PR #4008, opened 2024-12-27
Refactor: Search select component and usage

mmioana:
Refactor: Search select component and usage

## Description

- [] TODO write description

## Testing

* Step 1. E.g. add reputation
* Step 3. E.g. Create motion

## Diffs

**New stuff** ✨

* New stuff goes here

**Changes** 🏗

* Changes go here

**Deletions** ⚰️

* Deletions go here

## TODO

- [ ] Add TODOs

### DIFF
--- a/src/components/v5/shared/SearchSelect/hooks.ts
+++ b/src/components/v5/shared/SearchSelect/hooks.ts
@@ -1,12 +1,16 @@
 import { utils } from 'ethers';
-import { useMemo } from 'react';
+import debounce from 'lodash/debounce';
+import { useMemo, useState, useEffect, useCallback } from 'react';
 
 import { formatText } from '~utils/intl.ts';
 
-import { type SearchSelectOptionProps } from './types.ts';
+import {
+  isUserSearchSelectOption,
+  type SearchSelectOptionProps,
+} from './types.ts';
 
-export const useSearchSelect = (
-  items: SearchSelectOptionProps[],
+export const useFilterItems = <T>(
+  items: SearchSelectOptionProps<T>[],
   searchValue: string,
 ) => {
   const searchedOptions = useMemo(
@@ -32,7 +36,11 @@ export const useSearchSelect = (
             ? [
                 {
                   ...item.options[0],
-                  avatar: item.options[0]?.showAvatar ? '' : undefined,
+                  avatar:
+                    isUserSearchSelectOption(item.options[0]) &&
+                    item.options[0]?.showAvatar
+                      ? ''
+                      : undefined,
                   value: searchValue,
                   label: searchValue,
                   walletAddress: searchValue,
@@ -54,4 +62,63 @@ export const useSearchSelect = (
   );
 
   return filteredOptions;
+};
+
+export const useAccordion = <T>(items: SearchSelectOptionProps<T>[]) => {
+  const defaultOpenedAccordions = useMemo(
+    () => items.filter(({ isAccordion }) => isAccordion).map(({ key }) => key),
+    [items],
+  );
+
+  const [openedAccordions, setOpenedAccordions] = useState<string[]>(
+    defaultOpenedAccordions,
+  );
+
+  const onAccordionClick = useCallback((key: string) => {
+    setOpenedAccordions((prev) => {
+      if (prev.includes(key)) {
+        return prev.filter((item) => item !== key);
+      }
+
+      return [...prev, key];
+    });
+  }, []);
+
+  return { openedAccordions, onAccordionClick };
+};
+
+export const useSearch = (
+  initialSearchValue: string,
+  onSearch?: (value: string) => void,
+) => {
+  const [searchValue, setSearchValue] = useState(initialSearchValue);
+  const [debouncedSearchValue, setDebouncedSearchValue] = useState('');
+
+  useEffect(() => {
+    const debounceTimeout = setTimeout(() => {
+      setDebouncedSearchValue(searchValue);
+    }, 500);
+
+    return () => clearTimeout(debounceTimeout);
+  }, [searchValue]);
+
+  const handleSearch = useMemo(
+    () => debounce((value: string) => setDebouncedSearchValue(value), 500),
+    [],
+  );
+
+  const onChange = useCallback(
+    (value: string) => {
+      onSearch?.(value);
+      setSearchValue(value);
+      if (value) {
+        handleSearch(value);
+      } else {
+        setDebouncedSearchValue('');
+      }
+    },
+    [handleSearch, onSearch],
+  );
+
+  return { searchValue, debouncedSearchValue, onChange };
 };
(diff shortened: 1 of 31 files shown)


mmioana:
Putting this back in `Draft` as I found an issue with the fallback search value

bassgeta (approved):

+---+

Restate the entries. Match them exactly.

PR #4008, opened 2024-12-27
Refactor: Search select component and usage

mmioana:
Refactor: Search select component and usage

## Description

- [] TODO write description

## Testing

* Step 1. E.g. add reputation
* Step 3. E.g. Create motion

## Diffs

**New stuff** ✨

* New stuff goes here

**Changes** 🏗

* Changes go here

**Deletions** ⚰️

* Deletions go here

## TODO

- [ ] Add TODOs

### DIFF
--- a/src/components/v5/shared/SearchSelect/hooks.ts
+++ b/src/components/v5/shared/SearchSelect/hooks.ts
@@ -1,12 +1,16 @@
 import { utils } from 'ethers';
-import { useMemo } from 'react';
+import debounce from 'lodash/debounce';
+import { useMemo, useState, useEffect, useCallback } from 'react';
 
 import { formatText } from '~utils/intl.ts';
 
-import { type SearchSelectOptionProps } from './types.ts';
+import {
+  isUserSearchSelectOption,
+  type SearchSelectOptionProps,
+} from './types.ts';
 
-export const useSearchSelect = (
-  items: SearchSelectOptionProps[],
+export const useFilterItems = <T>(
+  items: SearchSelectOptionProps<T>[],
   searchValue: string,
 ) => {
   const searchedOptions = useMemo(
@@ -32,7 +36,11 @@ export const useSearchSelect = (
             ? [
                 {
                   ...item.options[0],
-                  avatar: item.options[0]?.showAvatar ? '' : undefined,
+                  avatar:
+                    isUserSearchSelectOption(item.options[0]) &&
+                    item.options[0]?.showAvatar
+                      ? ''
+                      : undefined,
                   value: searchValue,
                   label: searchValue,
                   walletAddress: searchValue,
@@ -54,4 +62,63 @@ export const useSearchSelect = (
   );
 
   return filteredOptions;
+};
+
+export const useAccordion = <T>(items: SearchSelectOptionProps<T>[]) => {
+  const defaultOpenedAccordions = useMemo(
+    () => items.filter(({ isAccordion }) => isAccordion).map(({ key }) => key),
+    [items],
+  );
+
+  const [openedAccordions, setOpenedAccordions] = useState<string[]>(
+    defaultOpenedAccordions,
+  );
+
+  const onAccordionClick = useCallback((key: string) => {
+    setOpenedAccordions((prev) => {
+      if (prev.includes(key)) {
+        return prev.filter((item) => item !== key);
+      }
+
+      return [...prev, key];
+    });
+  }, []);
+
+  return { openedAccordions, onAccordionClick };
+};
+
+export const useSearch = (
+  initialSearchValue: string,
+  onSearch?: (value: string) => void,
+) => {
+  const [searchValue, setSearchValue] = useState(initialSearchValue);
+  const [debouncedSearchValue, setDebouncedSearchValue] = useState('');
+
+  useEffect(() => {
+    const debounceTimeout = setTimeout(() => {
+      setDebouncedSearchValue(searchValue);
+    }, 500);
+
+    return () => clearTimeout(debounceTimeout);
+  }, [searchValue]);
+
+  const handleSearch = useMemo(
+    () => debounce((value: string) => setDebouncedSearchValue(value), 500),
+    [],
+  );
+
+  const onChange = useCallback(
+    (value: string) => {
+      onSearch?.(value);
+      setSearchValue(value);
+      if (value) {
+        handleSearch(value);
+      } else {
+        setDebouncedSearchValue('');
+      }
+    },
+    [handleSearch, onSearch],
+  );
+
+  return { searchValue, debouncedSearchValue, onChange };
 };
(diff shortened: 1 of 31 files shown)


mmioana:
Putting this back in `Draft` as I found an issue with the fallback search value

bassgeta (approved):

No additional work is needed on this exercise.